The Result type has four states: Initial (not yet called), Waiting (streaming in progress), Success (stream active or completed), and Failure (stream errored).

Streaming UI with Markdown

While the chat is streaming, the ChatResponse state is updated with more and more segments which are rendered into the UI. Each segment can be text, tool calls, or tool results and using components for Badged, text and Markdown its easy to render the ongoing conversation.

In particular, using the thinking option its possible to show the LLM's ongoing thought process in real-time as it composes its response. This visibility into the persona's processing could either be mapped from the LLM's own output or injected via the Mailbox.

Developer Experience

Probably the best part of building this application was the developer experience when working with Effect and the @effect/ai package.

The ability to define services and compose them together using abstractions made it easy to build a robust backend for the agentic chat application. The streaming capabilities provided by Effect's RPC system allowed for real-time communication between the client and server, which was crucial for a smooth user experience. And the effect-atom package made state management on the client side very easy to setup and maintain.

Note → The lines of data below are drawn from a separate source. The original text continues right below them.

PR #380, opened 2026-07-01
Differentiable seam M3: boundary recipes, mass-property QoIs, and the first geometry grown by gradients

ecto:
Follow-up to #379. M0–M2 proved **dx/dθ** correct against a finite-difference oracle; M3 makes the seam *do* something: the first shape improved by gradient descent through it, plus the two pieces that unlock it. Design note: [`docs/differentiable-seam-m3.md`](docs/differentiable-seam-m3.md).

## 1. Multi-surface boundary recipes — closes M0–M2's known correctness gap

The old recipe-priority heuristic assumed a moving trim always lives on the *curved* surface; the inverse case (e.g. cylinder **height** as θ) froze boundary nodes on the fixed surface — and the FD oracle, replaying the same recipes, agreed with the wrong answer. Now a node contributed by two faces on distinct surfaces becomes `NodeRecipe::Boundary`: position from a Newton solve of `{g_a = 0, g_b = 0, tangent-pinned}`, velocity from the same two-row implicit system as rim topology vertices — the node tracks the moving trim **no matter which surface carries θ**.

- Implicit forms `(g, ∇g)` moved to `vcad-kernel-geom::implicit_form` (one source of truth for tessellate's Newton solve and diff's seeded rows).
- The degenerate-cap tessellation (with and without holes) is factored out of `tessellate_brep` into a shared `tessellate_degenerate_cap` helper used by both the renderer path and frozen capture — the drift-prone duplication flagged in #379's review is gone, and capture now handles boolean-cut caps (previously a hard `UnsupportedFace` error).
- Regression test on the previously-wrong case (`m3_boundary_trim.rs`): rim rides the moving cap at exactly ẑ; `dV/dh` vs closed form and FD at ~1e-10 (gate 1e-6).

## 2. Mass-property QoIs with exact θ-derivatives + the physics hook

`mass_properties` / `mass_properties_with_derivative`: volume, mass, centroid, inertia tensors (origin + centroid) via exact signed-tetra integrals, generic over `tang::Scalar` — `Dual<f64>` positions give every field's derivative in one pass (`Dual<Dual<f64>>` reaches second derivatives). Gates: cuboid closed forms to 1e-12, extrusion `dI_zz/dd` closed form, cylinder-radius FD ~1e-9.

`contract_sensitivity(seam, ∂J/∂x)` is the hook a phyz functional plugs into (`dJ/dθ = Σᵢ ∂J/∂xᵢ · dxᵢ/dθ`); against the analytic volume gradient it reproduces the dual-number derivative to 1e-12. **Phyz-coupling status:** this sandbox can't build the `phyz` sibling (repo scope), so the rollout adapter itself — a small function in `vcad-kernel-physics` — is deferred to a session with phyz access; the interface it targets is frozen and exercised here by analytic physics objectives (inertia-based).

## 3. The optimizer harness and the demo

`objective_gradient` (re-capture per iterate, one seam pass per parameter) + `minimize` (projected gradient descent, warm-started backtracking). Frozen-tessellation errors during *trial* steps — `TopologyChanged`, `CorrespondenceLost`, `BoundarySolveFailed` — are handled as subgradient signals (shrink the step), never silently accepted.

**`m3_flywheel_optimize.rs`:** a disc flywheel with a center bore and four lightening holes (a five-boolean chain per iterate); θ = (bore radius, hole radius); brief = *hit a target spin inertia with minimum mass*. From θ₀ = (3, 2.5) mm, 83 monotone iterations grow the design to (12.0, 4.96) mm — cutting ~13% mass, landing I_zz within 1% of target — with the analytic gradient FD-audited at the start point and several hundred boolean rebuilds under the correspondence machinery. The test asserts monotone descent iterate-by-iterate, convergence (not iteration exhaustion), recovery of most of the achievable objective, and the design brief.

## Validation

- All M0–M2 gates stay green (boundary recipes now also serve the M1 cylinder cap rims and are exercised by the existing tests).
- `cargo test` / `cargo clippy -- -D warnings` / `cargo fmt --check` clean on the workspace excluding the loon/phyz-dependent crates (sandbox limitation, unchanged from #379; CI runs the full set).
- No changelog entry: kernel-internal, still unwired to consumers (CLAUDE.md WIP-crates entry updated).

## What M4 needs from this

Fillet radii put the moving trim on a *tangency* curve, where `∇g_a × ∇g_b` degenerates — M4 is the curvature-aware boundary solve plus torus/cone implicit forms, both localized behind the same recipe and seam interfaces.

---

### DIFF
--- a/CLAUDE.md
+++ b/CLAUDE.md
@@ -111,8 +111,9 @@ vcad/
 │
 │   # Work-in-progress crates (built but not yet wired to any consumer):
 │   # - vcad-kernel-stocksim     # CAM stock sim (octree SDF, marching cubes); no consumers yet
-│   # - vcad-kernel-diff         # Differentiable seam: dx/dθ of frozen tessellations
-│   #                            # (docs/differentiable-seam-m0-m2.md); no consumers yet
+│   # - vcad-kernel-diff         # Differentiable seam: dx/dθ of frozen tessellations,
+│   #                            # mass-property QoIs, optimizer harness (docs/
+│   #                            # differentiable-seam-m0-m2.md, -m3.md); no consumers yet
 ├── packages/                      # TypeScript workspace
 │   ├── app/                       # Web app (React + Three.js + Zustand)
 │   ├── engine/                    # WASM engine wrapper + physics
--- a/crates/vcad-kernel-diff/src/contract.rs
+++ b/crates/vcad-kernel-diff/src/contract.rs
@@ -1,0 +1,53 @@
+//! The physics hook: contract an external functional's mesh-gradient
+//! against the seam's sensitivities.
+//!
+//! A physics engine (phyz) evaluating a functional `J` on the frozen mesh
+//! supplies `∂J/∂x_i` per node — from an adjoint rollout, analytic
+//! formulas, or its own AD. The shape derivative is then the contraction
+//! `dJ/dθ = Σ_i (∂J/∂x_i) · (dx_i/dθ)` with the seam's
+//! [`SeamMesh::velocities`]. Nothing else about the physics side needs to
+//! know how the geometry was made.
+
+use vcad_kernel_math::{Point3, Vec3};
+
+use crate::SeamMesh;
+
+/// `dJ/dθ = Σ_i (∂J/∂x_i) · (dx_i/dθ)`.
+///
+/// `dj_dx` must be indexed like the seam's nodes (one gradient per node).
+pub fn contract_sensitivity(seam: &SeamMesh, dj_dx: &[Vec3]) -> f64 {
+    assert_eq!(
+        dj_dx.len(),
+        seam.velocities.len(),
+        "∂J/∂x must have one entry per seam node"
+    );
+    dj_dx
+        .iter()
+        .zip(&seam.velocities)
+        .map(|(g, v)| g.dot(*v))
+        .sum()
+}
+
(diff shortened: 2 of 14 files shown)


ecto:
Re: the remaining Choji warning (step-hint growth, `optimize.rs`) — skipping the suggested cap, deliberately.

The hint is set to 2× the **last accepted** step, so the backtracking cost after an overshoot is bounded by `log2` of the step-size *ratio between consecutive iterates*, and the hint re-adapts downward the moment a smaller step is accepted — the "~43 halvings per iterate, every iterate" scenario would require the hint to stay huge while accepted steps stay tiny, which the update rule makes impossible (one doubling per accept). Meanwhile the suggested cap (`initial_step × 4 = 8`) would reintroduce the exact failure the warm-start exists to fix: in the flywheel's flat region the objective needs steps ~100–400× the initial hint (gradient magnitudes ~5e-3), and with a cap at 8 the run stalls at the iteration budget — that's the empirically observed behavior before the uncapped warm-start landed (see the commit history: `MaxIters` at 100 iterations with the capped variant, `StepConverged` at 83 without).

The genuinely tighter-topology concern (a hole approaching the bore) is handled one level up: a trial step that crosses a topology boundary fails with `TopologyChanged`/`CorrespondenceLost` and shrinks — at most a handful of extra rebuilds per such event, then the hint tracks the new, smaller accepted scale.

---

The event-driven architecture made debugging incredibly transparent. Every tool call, every text chunk, every token count appeared in real-time:

[Stream] text-delta: "I'll help you create"
[Stream] text-delta: " a line chart."
[Stream] tool-call: getTime()
[Stream] tool-result: "2025-01-30T14:23:10Z"
[Stream] tool-call: makeHtmlAST({ type: "line", ... })
[Stream] tool-result: { tagName: "line-chart", ... }
[Stream] text-delta: "Here's your chart:"
[Stream] finish: { inputTokens: 1234, outputTokens: 567 }

Combined with type safety across RPC, making changes to the domain contracts would quickly be reflected in both client and server code, reducing runtime errors.

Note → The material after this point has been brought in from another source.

PR #381, opened 2026-07-02
Differentiable seam M4: the fillet radius

ecto:
## What this is

M4 of the differentiable seam (M0–M2: #379, M3: #380): **dV/dr of a fillet radius** — the canonical "real CAD" parameter, and the hard case for a frozen-topology seam. The proving model is the all-edges-filleted cube (6 inset planes, 12 quarter-cylinder edge blends, 8 sphere-octant corners): one θ moves **twenty surfaces at once**, every moving trim is a *tangent* contact, and the fillet kernel rebuilds blend frames nondeterministically between builds.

While there is the ongoing cost of learning Effect and reshaping mental models to functional programming, the productivity gains in building complex applications are significant. The biggest challenge is always in discovering new and better ways of using the effect ecosystem to solve problems.

Lessons Learned

  1. Context engineering is critical. The system prompt, tool descriptions, and conversation history shape everything the LLM does. Investing time in context paid off more than any other optimization.

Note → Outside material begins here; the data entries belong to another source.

PR #387, opened 2026-07-02
feat(gdsii): GDSII import/export, hierarchy flatten, and vcad-ir bridge

ecto:
## What

New `vcad-gdsii` crate — the foundation for chip-layout support in vcad:

- **Record-level codec** for the GDSII (Calma) stream format: all 26 core record types, big-endian, NUL-padded strings, unknown records tolerated on read. The 8-byte excess-64 IBM float (UNITS/MAG/ANGLE) round-trips f64 **exactly** — tests assert `==`, not approx.
- **Plain-data model**: `Library → Cell → Element::{Boundary, Path, Text, Sref, Aref}`, i32 DB-unit coords.
- **`flatten()`**: recursive SREF/AREF resolution (translate / rotate / mirror / magnification via 2D affine composition, exact trig for 90° multiples), AREF lattice expansion, reference-cycle detection, PATH→boundary expansion (pathtype 0).
- **`to_vcad_document()`** (`vcad-ir` feature, default on): flattened layers → sketch+extrude parts from a caller-supplied physical film stack `(layer, z_bottom_um, thickness_um, name)`, with a view-scale param (default 1 µm → 1 mm).

## Why

GDSII is *the* interchange format for IC layout. This lets vcad read and write real chip masks — first consumer is rendering dies in the viewport (see `examples/haiku_die.rs`: builds a small NMOS-style die, GDS write → read → flatten → .vcad, renders correctly through vcad-render).

## Testing

- 41 tests (40 unit + 1 doc): exact real8 round-trips, write→read structural equality (SREF w/ rotation+mirror, PATH, AREF 2×3), exact flatten coords for 90°/mirror/mag/nested transforms, miter geometry, cycle detection, golden two-layer count test, bridge node counts/scaling/serialization.
- `cargo clippy -p vcad-gdsii --all-targets -- -D warnings` clean (with and without the `vcad-ir` feature); `cargo fmt` clean.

  2. Tools provide guardrails. Deterministic tools prevent hallucinations and provide high-quality context. The balance between what the LLM reasons about versus what tools handle is the core design decision.

  3. Iteration counts matter. More iterations mean better results but higher costs. Tracking tokens and iterations helped me find the sweet spot for each persona.

  4. Effect made the hard parts easy. Dependency injection meant ChatService, HttpLayerRouter, and FileSystem all composed together easily. Streaming transformations with Stream.scan, Stream.filterMap, and Stream.tap handled event processing.

  5. Event-driven architecture helps debugging. Streaming tool calls and responses in real-time made it much easier to understand what the LLM was thinking. Every tool call, every text chunk, every token count - all visible.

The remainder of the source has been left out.